## Task item
Below are some records; reproduce them exactly.

=== Begin Enclosure ===

PR #262, opened 2024-06-13
[Integration testing] Containers for local development

EtherZa:
Testing if you aren't @zarusz can be a little painful with the test configurations tailored for private resources ;)

Please consider this PR. It allows for a full test coverage running everything locally except for Azure Service Bus and Azure Event Hub which don't have containers available.

To ease some of the integration, Kafka and Mqtt are both hosted without certs. It does require some minor changes to some of the bootstrapping for the integration tests, but won't have any impact (beyond configuration) for the build pipeline.

I understand that build pipeline will be broken with the change, but that should be easily resolved by updating the devops version of secrets.txt with the sample provided.

## Local development environment using docker
1. Copy `src/secrets.txt.sample` to `src/secrets.txt`
2. Add connection strings for personal instances of the below to secrets.txt
	- Azure Service Bus
	- Azure Event Hub
3. there is no auto-provisioning available for event hubs, so the below event hubs and consumer groups will need to be created manually (event hub => consumer group)
- test-ping => subscriber
- test-echo => handler
- test-echo-resp => response-reader
4. open a terminal to src/Infrastructure
5. execute `docker compose up --force-recreate -V` or `./compose.sh`
6. Run tests and smile

### DIFF
--- a/src/Infrastructure/README.md
+++ b/src/Infrastructure/README.md
@@ -1,0 +1,33 @@
+# Local infrastructure
+ 
+Local containers to facilitate testing for all messages buses (except for Azure Event Hub and Azure Service Bus) can be created and hosted using [Docker Desktop](https://www.docker.com/products/docker-desktop/). 
+
+No volumes have been configured so as to provide clean instances on each run.
+ 
+ ```
+src/Infrastructure> docker compose up --force-recreate -V
+ ```
+ or
+ ```
+ > ./infrstructure.sh
+ ```
+
+## Configuration
+
+Personal instances of Azure resources are required as containers are not available for those services.
+
+1. Copy `src/secrets.txt.sample` to `src/secrets.txt`
+2. Supply personal instances of Azure Event Hub and Azure Service Bus
+3. Add connection strings to `src/secrets.txt` for 
+	- Azure Service Bus
+	- Azure Event Hub
+
+
+### Azure Event Hub
+The transport/plug-in does not provide topology provisioning. The below event hubs and consumer groups will need to be manually added to the Azure Event Hub instance for the integration tests to run.
+
+| Event Hub			| Consumer Group	|
+|---------------------------------------|
+| test-ping			| subscriber		|
+| test-echo			| handler			|
+| test-echo-resp	| response-reader	|
--- a/README.md
+++ b/README.md
@@ -354,7 +354,7 @@ NuGet packages end up in `dist` folder
 
 ## Testing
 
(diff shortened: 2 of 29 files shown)


zarusz:
I agree that having test containers where possible is a step forward. 

Let me think about this some more and perhaps accept this PR into a side master branch and then iterate on combining with the private cloud resources that are currently used for testing.

Again, thanks for your help and effort.

EtherZa:
> Again, thanks for your help and effort.

@zarusz It's a pleasure. We all win here

>Let me think about this some more and perhaps accept this PR into a side master branch and then iterate on combining with the private cloud resources that are currently used for testing.

The first approach I took was to just add support for environment variables to `BaseIntegrationTest.Configuratoin`. Combining that with a .runsettings worked well until I tried to get it to work with live unit testing. Visual Studio ignores .runsettings in LUT.

This approach is still not perfect as `secrets.txt` is not included with the LUT shadow copy. Manually copying the file to the LUT directory gets the tests running successfully at least.

src/Infrastructure/README.md
```diff
@@ -0,0 +1,29 @@
+# Infrastructure for local development
+ 
+ Local containers to facilitate testing for all messages buses (except for Azure Event Hub and Azure Service Bus).
```
zarusz, line 3: Space in front of paragraph

src/Infrastructure/README.md
```diff
@@ -0,0 +1,29 @@
+# Infrastructure for local development
```
zarusz, line 1: On the main page README.md there is some notes about running tests locally.
Either make a note to link form that to this README, else add some section inside `intro.t.md`.

zarusz:
@EtherZa I've adjusted the build.yaml and added the new secrets in GitHub to have both local and cloud tests running.
Please rebase against master. 

Hopefully, it will work after one shot :)

src/Infrastructure/README.md
EtherZa: Updated the `Testing` section in /README.md and linked to the infrastructure README.md

I have also moved/renamed the compose bash script to the repo root as Infrastructure.sh which will make it easier to initiate

```
/> ./Infrastructure.sh
```

EtherZa:
Works like a charm - local tests are all green. 

The Kafka and Event Hub tests intermittently need an extra run as there appears to be a race condition between each set; but that is a minor issue for now.

I am also hoping that you will forgive the code coverage complaint that SonarCloud is raising - it is the empty/commented line predicate in the secrets file reader. The build pipeline clearly makes use of neither condition :)

Thank you @zarusz. This will make a big difference.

=== End Enclosure ===

## Response area
PR #262, opened 2024-06-13
[Integration testing] Containers for local development

EtherZa:
Testing if you aren't @zarusz can be a little painful with the test configurations tailored for private resources ;)

Please consider this PR. It allows for a full test coverage running everything locally except for Azure Service Bus and Azure Event Hub which don't have containers available.

To ease some of the integration, Kafka and Mqtt are both hosted without certs. It does require some minor changes to some of the bootstrapping for the integration tests, but won't have any impact (beyond configuration) for the build pipeline.

I understand that build pipeline will be broken with the change, but that should be easily resolved by updating the devops version of secrets.txt with the sample provided.

## Local development environment using docker
1. Copy `src/secrets.txt.sample` to `src/secrets.txt`
2. Add connection strings for personal instances of the below to secrets.txt
	- Azure Service Bus
	- Azure Event Hub
3. there is no auto-provisioning available for event hubs, so the below event hubs and consumer groups will need to be created manually (event hub => consumer group)
- test-ping => subscriber
- test-echo => handler
- test-echo-resp => response-reader
4. open a terminal to src/Infrastructure
5. execute `docker compose up --force-recreate -V` or `./compose.sh`
6. Run tests and smile

### DIFF
--- a/src/Infrastructure/README.md
+++ b/src/Infrastructure/README.md
@@ -1,0 +1,33 @@
+# Local infrastructure
+ 
+Local containers to facilitate testing for all messages buses (except for Azure Event Hub and Azure Service Bus) can be created and hosted using [Docker Desktop](https://www.docker.com/products/docker-desktop/). 
+
+No volumes have been configured so as to provide clean instances on each run.
+ 
+ ```
+src/Infrastructure> docker compose up --force-recreate -V
+ ```
+ or
+ ```
+ > ./infrstructure.sh
+ ```
+
+## Configuration
+
+Personal instances of Azure resources are required as containers are not available for those services.
+
+1. Copy `src/secrets.txt.sample` to `src/secrets.txt`
+2. Supply personal instances of Azure Event Hub and Azure Service Bus
+3. Add connection strings to `src/secrets.txt` for 
+	- Azure Service Bus
+	- Azure Event Hub
+
+
+### Azure Event Hub
+The transport/plug-in does not provide topology provisioning. The below event hubs and consumer groups will need to be manually added to the Azure Event Hub instance for the integration tests to run.
+
+| Event Hub			| Consumer Group	|
+|---------------------------------------|
+| test-ping			| subscriber		|
+| test-echo			| handler			|
+| test-echo-resp	| response-reader	|
--- a/README.md
+++ b/README.md
@@ -354,7 +354,7 @@ NuGet packages end up in `dist` folder
 
 ## Testing
 
(diff shortened: 2 of 29 files shown)


zarusz:
I agree that having test containers where possible is a step forward. 

Let me think about this some more and perhaps accept this PR into a side master branch and then iterate on combining with the private cloud resources that are currently used for testing.

Again, thanks for your help and effort.

EtherZa:
> Again, thanks for your help and effort.

@zarusz It's a pleasure. We all win here

>Let me think about this some more and perhaps accept this PR into a side master branch and then iterate on combining with the private cloud resources that are currently used for testing.

The first approach I took was to just add support for environment variables to `BaseIntegrationTest.Configuratoin`. Combining that with a .runsettings worked well until I tried to get it to work with live unit testing. Visual Studio ignores .runsettings in LUT.

This approach is still not perfect as `secrets.txt` is not included with the LUT shadow copy. Manually copying the file to the LUT directory gets the tests running successfully at least.

src/Infrastructure/README.md
```diff
@@ -0,0 +1,29 @@
+# Infrastructure for local development
+ 
+ Local containers to facilitate testing for all messages buses (except for Azure Event Hub and Azure Service Bus).
```
zarusz, line 3: Space in front of paragraph

src/Infrastructure/README.md
```diff
@@ -0,0 +1,29 @@
+# Infrastructure for local development
```
zarusz, line 1: On the main page README.md there is some notes about running tests locally.
Either make a note to link form that to this README, else add some section inside `intro.t.md`.

zarusz:
@EtherZa I've adjusted the build.yaml and added the new secrets in GitHub to have both local and cloud tests running.
Please rebase against master. 

Hopefully, it will work after one shot :)

src/Infrastructure/README.md
EtherZa: Updated the `Testing` section in /README.md and linked to the infrastructure README.md

I have also moved/renamed the compose bash script to the repo root as Infrastructure.sh which will make it easier to initiate

```
/> ./Infrastructure.sh
```

EtherZa:
Works like a charm - local tests are all green. 

The Kafka and Event Hub tests intermittently need an extra run as there appears to be a race condition between each set; but that is a minor issue for now.

I am also hoping that you will forgive the code coverage complaint that SonarCloud is raising - it is the empty/commented line predicate in the secrets file reader. The build pipeline clearly makes use of neither condition :)

Thank you @zarusz. This will make a big difference.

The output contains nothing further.